Q: Can you discuss outcomes?

A: Many of these patients are at risk for iron deficiency. Preventing and treating iron deficiency is a way to improve quality of life. For children with this disease, frequent nosebleeds interrupt class and can be scary for both children and teachers. Our focus is to look at quality-of-life parameters. In the most severe cases, if you bleed into muscles and joints, you can end up with bad arthritis.

PAGE BREAK

Q: Why are clinical practice guidelines necessary for this disease?

A: The first reason is to clarify that it is more prevalent than hemophilia. Clinicians need to understand that these patients don’t always get worked up properly. Doctors don’t always recognize that the bleeding symptoms of these patients are abnormal when they seek medical attention. In particular, women with gynecological symptoms often are discounted. They are told it is normal to have heavy periods. Because of this, it can take up to 10 or 15 years for these patients to get diagnosed. The goal of the guideline is to shorten that time. Although it is the most common inherited bleeding disorder, in terms of the general population, it is still quite rare. There could be more data and research about how to optimally treat these patients. As a result, we see variability from practice to practice in managing these patients. We are trying to address all of these issues.

 

Q: If this is the most common inherited bleeding disease, why is there still a lack of awareness about it among physicians?

A: In contrast to hemophilia, which we have known about for centuries, von Willebrand disease was only discovered in the early 1900s. There has been more recent research into the causes, but we are still learning about it. Another barrier to appropriate care is that the most common symptom is heavy menstrual bleeding. There remains some social stigma with discussing this openly. Because of that, patients don’t always have a frame of reference for what is abnormal. We are trying to educate people that periods lasting more than 7 days are abnormal. Most people don’t know that. Also, the lab work for this disease can be tricky. There are lot of layers to this.

 

Q: Who will serve as expert panelists?

A: There will be two panels. One will be focused on diagnosis, and the other will focus on management. ASH worked closely with the collaborating organizations. All four organizations nominated experts to be on the panels, and then ASH went through the process of vetting the nominations. The panels include a mix of hematologists, pediatricians and scientists. Importantly, we also have seven patient representatives who can speak to the reality of living with this disease. This includes four representatives on the diagnosis panel and three on the management panel.

 

Q: What will the guideline content cover?

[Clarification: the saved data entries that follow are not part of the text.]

PR #14549, opened 2024-04-30
fix(chat_section): fix preview for pinned messages with images/stickers (#13684)

### LINKED ISSUE #13684: Stickers and images are missing preview in pinned messages
### Description

1. open community
2. install stickers
3. send image to channel
4. send sticker to channel
5. pin sticker
6. pin image
7. open pinned messages modal

Screenshot 2024-02-22 at 15 48 33

friofry:
### What does the PR do

Fixes pinned messages preview.

Previously:
MessageByMessageId was returning a message from the persistence without preparation of its contents.

Now:
chat_content/module.nim `onPinMessage` calls `PreparedMessageById` to get a message with prepared links to images/stickers and passes it to `buildPinnedMessageItem`.

status-go PR: https://github.com/status-im/status-go/pull/5102

Fixes #13684

### Affected areas

chat_content, status-go messenger api

https://github.com/status-im/status-desktop/assets/1083341/a4385f35-d449-411b-a038-ed733df016be

### DIFF
--- a/ui/imports/shared/views/chat/MessageView.qml
+++ b/ui/imports/shared/views/chat/MessageView.qml
@@ -206,7 +206,9 @@ Loader {
 
 
     function startMessageFoundAnimation() {
-        root.item.startMessageFoundAnimation();
+        if (root.active && root.item.startMessageFoundAnimation) {
+            root.item.startMessageFoundAnimation()
+        }
     }
 
     signal openStickerPackPopup(string stickerPackId)


src/app_service/service/message/service.nim
```diff
@@ -666,7 +666,7 @@ QtObject:
   proc getMessageByMessageId*(self: Service, messageId: string): GetMessageResult =
     try:
       result = GetMessageResult()
-      let msgResponse = status_go.getMessageByMessageId(messageId)
+      let msgResponse = status_go.preparedMessageByID(messageId)
```
jrainville, line 669: Since we seem to only use `preparedMessageByID`, I wonder if we could just improve `getMessageByMessageId` instead of adding the new API.

We can just make `getMessageByMessageId` smarter and have it call `prepareMessage` when it is a "media" message

jrainville (commented):
I think the new API is not fully necessary

igor-sirotin (approved):
I agree with @jrainville, it probably makes sense to make `GetMessageByID` smarter on status-go side

friofry:
> I agree with @jrainville, it probably makes sense to make `GetMessageByID` smarter on status-go side

Sorry, I must have misunderstood. I'm not sure which of these 3 solutions you mean:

A : In general, we are thinking about how to accurately diagnose and classify the disease, and how to respond to bleeding when it happens. We are thinking about how to prevent bleeding. We are thinking about the specific challenges for women. We are thinking about dealing with bleeding in surgical and dental situations, if patients need such a procedure.

 

Q: Is there a timeline for publication of the guidelines?

A: Some point in the next 2 years may be feasible — possibly by summer 2020. – by Rob Volansky

 

For more information:

Paula James, MD, FRCP, can be reached at Queen’s University, Room 2015, Etherington Hall, 94 Stuart St., Kingston, Ontario K7L 3N6; email: jamesp@queensu.ca.

Disclosure: James reports conducting industry-funded research on von Willebrand factor pathobiology but not the diagnosis of von Willebrand disease. She reports no direct conflicts of interest with this guidelines project and has agreed to avoid direct conflicts — such as direct payments from industry — throughout the guideline development process.